Publisher Nintendo • Developer Rare • Format Nintendo 64 • Release 1997

Facility, pistols, Man With The Golden Gun. Stack, slappers, Licence To Kill. Every group of GoldenEye players had their multiplayer setup of choice – a far cry from today’s standardised deathmatch and team objective gametypes. Because this was a game played in localised groups, the same players huddled round the same CRT screen night after night, focusing intently on their personal quadrant of the display. (For the most part, anyway: here, success meant dividing your attention between all four corners of the screen so you could see where your enemies were headed – 1997’s low-tech take on the UAV radar.)

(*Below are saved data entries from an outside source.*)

PR #22305, opened 2023-08-21
Add inplace update modes and generate a warning when setting a `jax` or `tensorflow` backend

Madjid-CH:
the PR is for this [task](https://trello.com/c/36EfB0LY)


vedpatwardhan (commented):
Let's move the warning logic to the `__init__.py` instead of `inplace_update` as discussed, feel free to request a review once you're done. Thanks 😄

ivy/functional/backends/tensorflow/__init__.py
```diff
@@ -148,6 +150,45 @@
 
 native_inplace_support = False
 
+backend = "tensorflow"
+
+
+def _handle_inplace_mode():
```
vedpatwardhan, line 156: Given that throwing the warning in the `__init__.py` is leading to code duplication, let's just generate the warning in the backend handler instead as you were doing before, with a warning generated from [`set_backend`](https://github.com/unifyai/ivy/blob/8ffd9ffad6f715a3b0bdedb3bbafe52d0085d2e6/ivy/utils/backend/handler.py#L396), [`previous_backend`](https://github.com/unifyai/ivy/blob/8ffd9ffad6f715a3b0bdedb3bbafe52d0085d2e6/ivy/utils/backend/handler.py#L526) and [`with_backend`](https://github.com/unifyai/ivy/blob/8ffd9ffad6f715a3b0bdedb3bbafe52d0085d2e6/ivy/utils/backend/handler.py#L623) with this helper being moved to [`exceptions.py`](https://github.com/unifyai/ivy/blob/8ffd9ffad6f715a3b0bdedb3bbafe52d0085d2e6/ivy/utils/exceptions.py).

ivy/functional/backends/tensorflow/__init__.py
```diff
@@ -148,6 +150,45 @@
...
+    if not hasattr(ivy, "inplace_mode") or ivy.inplace_mode not in [
+        "lenient",
+        "strict",
+    ]:
+        ivy.set_inplace_mode("lenient")
```
vedpatwardhan, line 161: I think the `inplace_mode_stack` should be empty by default, we can keep `"lenient"` as the default mode as explained in the comments below

ivy/functional/backends/tensorflow/__init__.py
```diff
@@ -148,6 +150,45 @@
...
+
+    if ivy.inplace_mode == "lenient":
+        message = (
```
vedpatwardhan, line 164: I think we can just throw a warning here if the `inplace_mode` is `lenient`, given that we're anyway throwing an exception if it was `strict`, and given that `strict` isn't the default, we can assume the user knows that to be the case. 
Also, lets probably shorten this a bit to,
```
The current backend: '{backend}' does not support inplace updates natively. 
Ivy would quietly create new arrays when using inplace updates with this 
backend, leading to memory overhead (same applies for views). If you want to 
control your memory management, consider doing ivy.set_inplace_mode('strict') 
which should raise an error whenever an inplace update is attempted with this 
backend. 
```

ivy/functional/backends/tensorflow/__init__.py
```diff
@@ -148,6 +150,45 @@
...
+    else:
+        message = (
+            f"The current backend: '{backend}' does not support "
+            "inplace updates natively for arrays but does for variables. "
+            "And since the current ivy.inplace_mode is set to 'strict', "
+            "Ivy will throw an error "
+            "whenever an inplace update is attempted."
+        )
+    warnings.warn(message)
+    warnings.warn(
```
vedpatwardhan, line 182: Let's include the information about views in the same warning as mentioned above

ivy/functional/backends/tensorflow/general.py
```diff
@@ -290,6 +291,16 @@ def inplace_update(
         return val
 
 
+def _check_inplace_mode():
```
vedpatwardhan, line 294: I think this error message can be integrated into line [247](https://github.com/unifyai/ivy/pull/22305/files#diff-08657e30ab249a75e71b4d0cb464494dc19ae11c64604c22d61017f988c809b2R247) by adding an additional condition to the `if` block, same applies to the other backends.
Also, we should create a new Exception class for this like `InplaceUpdateException` in `exceptions.py` and throw that instead.

ivy/functional/ivy/general.py
```diff
@@ -3263,6 +3264,53 @@ def inplace_update(
 inplace_update.unsupported_dtypes = {"torch": ("bfloat16",)}
```
vedpatwardhan, line 3266: We should set a default value to the mode like [here](https://github.com/unifyai/ivy/blob/8ffd9ffad6f715a3b0bdedb3bbafe52d0085d2e6/ivy/functional/ivy/general.py#L379)
We should also be correctly passing the mode correctly to the [`ivy/__init__.py`](https://github.com/unifyai/ivy/blob/8ffd9ffad6f715a3b0bdedb3bbafe52d0085d2e6/ivy/__init__.py) file [here](https://github.com/unifyai/ivy/blob/8ffd9ffad6f715a3b0bdedb3bbafe52d0085d2e6/ivy/__init__.py#L937) and [here](https://github.com/unifyai/ivy/blob/8ffd9ffad6f715a3b0bdedb3bbafe52d0085d2e6/ivy/__init__.py#L1416)

vedpatwardhan (changes requested):
Hey @Madjid-CH, just requested a few changes, thanks 😄

ivy/functional/backends/tensorflow/__init__.py
Madjid-CH: But this is the first time where the user encounter these warnings, so shouldn't we give him all information about inplace modes ?

Madjid-CH:
Hey @vedpatwardhan I noticed that `native_inplace_support = False` in numpy backend `__init__.py` [here](https://github.com/unifyai/ivy/blob/8ffd9ffad6f715a3b0bdedb3bbafe52d0085d2e6/ivy/functional/backends/numpy/__init__.py#L133). Should it be `True` since numpy support inplace updates natively ?
Thanks

vedpatwardhan (commented):
> Hey @vedpatwardhan, I noticed that `native_inplace_support = False` in numpy backend `__init__.py` [here](https://github.com/unifyai/ivy/blob/8ffd9ffad6f715a3b0bdedb3bbafe52d0085d2e6/ivy/functional/backends/numpy/__init__.py#L133). Should it be `True` since numpy do support inplace updates natively ? another point is that after I modified [test_inplace_update](https://github.com/unifyai/ivy/blob/62d12f72ae60ee93b008dd96720ba5c8633a72ca/ivy_tests/test_ivy/test_functional/test_core/test_general.py#L1245C1-L1245C1) to account for the exception raising. The Jax backend start failing by raising IvyBackendException instead of InplaceUpdateException like the other backends. Please tell me if you have any idea why this is the case.
> 
> Thanks

Good catch! Yeah it should be `True`, thanks @Madjid-CH 😄

ivy/__init__.py
```diff
@@ -1414,7 +1415,7 @@ def cast_data_types(val=True):
     "warning_level",
     "nan_policy",
     "array_mode",
-    "nestable_mode",
+    "inplace_modenestable_mode",
```
vedpatwardhan, line 1418: probably an error introduced while fixing merge conflicts

ivy/functional/backends/jax/__init__.py
```diff
@@ -1,5 +1,7 @@
 # global
 import sys
+import warnings
```
vedpatwardhan, line 3: unused import

ivy/functional/backends/jax/__init__.py
```diff
@@ -178,9 +183,6 @@ def closest_valid_dtype(type=None, /, as_native=False):
     return ivy.as_ivy_dtype(type) if not as_native else ivy.as_native_dtype(type)
 
 
-backend = "jax"
```
vedpatwardhan, line 181: doesn't really make a difference, but let's revert this change

ivy/functional/backends/tensorflow/__init__.py
```diff
@@ -1,6 +1,8 @@
 # global
 import sys
 import logging
+import warnings
```
vedpatwardhan, line 4: unused import

ivy/functional/backends/tensorflow/__init__.py
```diff
@@ -157,9 +162,6 @@ def closest_valid_dtype(type=None, /, as_native=False):
     return ivy.as_ivy_dtype(type) if not as_native else ivy.as_native_dtype(type)
 
 
-backend = "tensorflow"
```
vedpatwardhan, line 160: let's revert this too

ivy/functional/ivy/general.py
vedpatwardhan: We'd also need to add a `unset_inplace_mode` method like the other modes

ivy/utils/assertions.py
```diff
@@ -354,17 +354,34 @@ def check_kernel_padding_size(kernel_size, padding_size):
             )
 
 
+def check_inplace_update_support(ensure_in_backend, x):
```
vedpatwardhan, line 357: let's also make this function private and move it to `exceptions.py` below `handle_inplace_mode`

ivy/utils/assertions.py
```diff
@@ -354,17 +354,34 @@ def check_kernel_padding_size(kernel_size, padding_size):
...
+
+
 def check_dev_correct_formatting(device):
     assert device[0:3] in ["gpu", "tpu", "cpu"]
     if device != "cpu":
         assert device[3] == ":"
         assert device[4:].isnumeric()
 
 
-# Jax Specific #
```
vedpatwardhan, line 364: let's revert this change as `check_dev_correct_formatting` isn't a jax-specific assertion

ivy/utils/backend/handler.py
```diff
@@ -584,8 +587,12 @@ def previous_backend():
                 ivy.__dict__[k] = v
             if k in ivy.functional.__dict__ and not k.startswith("__"):
                 ivy.functional.__dict__[k] = v
+
     if verbosity.level > 0:
         verbosity.cprint("backend stack: {}".format(backend_stack))
+
```
vedpatwardhan, line 593: let's remove the additional blank lines

ivy/utils/backend/handler.py
```diff
@@ -652,4 +662,7 @@ def with_backend(backend: str, cached: bool = True):
         compiled_backends[backend].append(ivy_pack)
     except KeyError:
         compiled_backends[backend] = [ivy_pack]
+
```
vedpatwardhan, line 665: here as well

ivy/utils/exceptions.py
```diff
@@ -1,3 +1,5 @@
+import warnings
+
```
vedpatwardhan, line 2: another blank line to remove

ivy/utils/exceptions.py
```diff
@@ -288,6 +290,11 @@ def __init__(self, message=""):
         super().__init__(message)
 
 
+class InplaceUpdateException(IvyException):
```
vedpatwardhan, line 293: let's move this exception class at the end of the other exception classes and before `handle_exceptions`

ivy/utils/exceptions.py
```diff
@@ -390,6 +397,25 @@ def _handle_exceptions(*args, **kwargs):
...
+        except InplaceUpdateException as e:
+            _configure_stack_trace(e.__traceback__)
+            raise ivy.utils.exceptions.InplaceUpdateException(
+                fn.__name__, str(e), include_backend=True
+            )
 
     _handle_exceptions.handle_exceptions = True
     return _handle_exceptions
+
+
```
vedpatwardhan, line 409: let's add a section named `Inplace Updates` above `handle_inplace_mode`

ivy/utils/exceptions.py
```diff
@@ -390,6 +397,25 @@ def _handle_exceptions(*args, **kwargs):
...
+def handle_inplace_mode():
```
vedpatwardhan, line 410: let's probably also make this private as users shouldn't really need to call this function

ivy_tests/test_ivy/test_functional/test_core/test_general.py
```diff
@@ -1239,6 +1241,25 @@ def test_inplace_update(
...
+    supports_variable_inplace_update = (
+        test_flags.as_variable and ivy_backend.inplace_variables_supported()
+    )
+    return supports_array_inplace_update or supports_variable_inplace_update
+
+
+@pytest.mark.parametrize("mode", ["lenient", "strict"])
+def test_set_inplace_mode(mode):
+    ivy.set_inplace_mode(mode)
+    assert ivy.inplace_mode == mode
```
vedpatwardhan, line 1262: we'd also need a test for `unset_inplace_mode` once it's added

vedpatwardhan (changes requested):
Hey @Madjid-CH, just requested a few changes, could you please also pull from `main`? There's quite a few failures in the CI so pulling would help determine if the failures are related to the changes made. Thanks 😄

ivy/utils/assertions.py
Madjid-CH: this function is used by the inplace_update funtions in tensorflow and jax backend so I can't make it private.
Unless you want me to inline it where I use it ?

ivy/functional/backends/jax/__init__.py
```diff
@@ -167,6 +167,9 @@
 
 native_inplace_support = False
 
+backend = "jax"
```
vedpatwardhan, line 170: let's revert this too, given that we have it already on line [`184`](https://github.com/unifyai/ivy/pull/22305/files#diff-d8dd39b7d69bddbcc5b46052df6d89bf2c571285ffbb13039750c155dae8b27eR184)

ivy/functional/backends/paddle/general.py
```diff
@@ -330,6 +331,8 @@ def inplace_update(
     ensure_in_backend: bool = False,
     keep_input_dtype: bool = False,
 ) -> ivy.Array:
+    _check_inplace_update_support()
```
vedpatwardhan, line 334: we need to pass `ensure_in_backend` and `x`

ivy/utils/exceptions.py
```diff
@@ -390,6 +396,45 @@ def _handle_exceptions(*args, **kwargs):
...
+            "inplace updates natively. Ivy would quietly create new arrays when "
+            "using inplace updates with this backend, leading to memory overhead "
+            "(same applies for views). If you want to control your memory "
+            "management, consider doing ivy.set_inplace_mode('strict') which "
+            "should raise an error whenever an inplace update is attempted "
+            "with this backend."
+        )
+
+
+def _check_inplace_update_support(ensure_in_backend, x):
```
vedpatwardhan, line 426: I think having `x` as the first argument and `ensure_in_backend` as the second argument would be more intuitive

vedpatwardhan (changes requested):
Just requested a few changes, also given that there's quite a few failures in the CI could you please pull from main into your branch to confirm if the failures are related to your changes? Thanks @Madjid-CH 😄

ivy/functional/backends/jax/general.py
```diff
@@ -93,7 +94,7 @@ def set_item(
     ret = x.at[query].set(val)
     if copy:
         return ret
-    return ivy.inplace_update(x, _to_device(ret))
```
vedpatwardhan, line 96: I think we should revert this change as it seems unrelated to our changes

ivy/functional/backends/jax/general.py
```diff
@@ -251,10 +252,8 @@ def inplace_update(
     keep_input_dtype: bool = False,
 ) -> ivy.Array:
     if ivy.is_array(x) and ivy.is_array(val):
-        if ensure_in_backend or ivy.is_native_array(x):
-            raise ivy.utils.exceptions.IvyException(
-                "JAX does not natively support inplace updates"
-            )
+        _check_inplace_update_support(x, ensure_in_backend)
+
```
vedpatwardhan, line 256: let's remove this blank line

ivy/functional/backends/paddle/general.py
```diff
@@ -330,6 +331,8 @@ def inplace_update(
     ensure_in_backend: bool = False,
     keep_input_dtype: bool = False,
 ) -> ivy.Array:
+    _check_inplace_update_support(x, ensure_in_backend)
+
```
vedpatwardhan, line 335: another blank line

ivy/functional/backends/tensorflow/general.py
```diff
@@ -241,10 +242,8 @@ def inplace_update(
     keep_input_dtype: bool = False,
 ) -> ivy.Array:
     if ivy.is_array(x) and ivy.is_array(val):
-        if ensure_in_backend or ivy.is_native_array(x):
-            raise ivy.utils.exceptions.IvyException(
-                "TensorFlow does not support inplace updates of the tf.Tensor"
-            )
+        _check_inplace_update_support(x, ensure_in_backend)
+
```
vedpatwardhan, line 246: another blank line

vedpatwardhan (changes requested):
Requested a final few changes, thanks @Madjid-CH 😄

ivy/functional/backends/jax/general.py
Madjid-CH: there's no reference anywhere to this function `_to_device ` so my IDE flag it as an error, that why I removed it. But I'll revert it

vedpatwardhan (approved):
lgtm! Feel free to merge, I don't think the failures in the CI are related to the changes made, thanks @Madjid-CH 😄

In an era still only warming to the Internet, there were no leaderboard titans, no wikis or forums sharing and refining strategies. There were just the nightly champions of each after-school club, student house and post-pub gathering, each with their own take on GoldenEye best practice. The king of the house felt like the king of the world, but it was when these groups collided that the real magic happened. One Edge staffer recalls how he and his student housemates visited another London townhouse confident that their run-and-gun play was unbeatable, only to find that their opponents were playing a different game. They worked in little nooks and crannies with previously unknown lines of sight, in plenty of cover. They had, to all intents and purposes, invented camping.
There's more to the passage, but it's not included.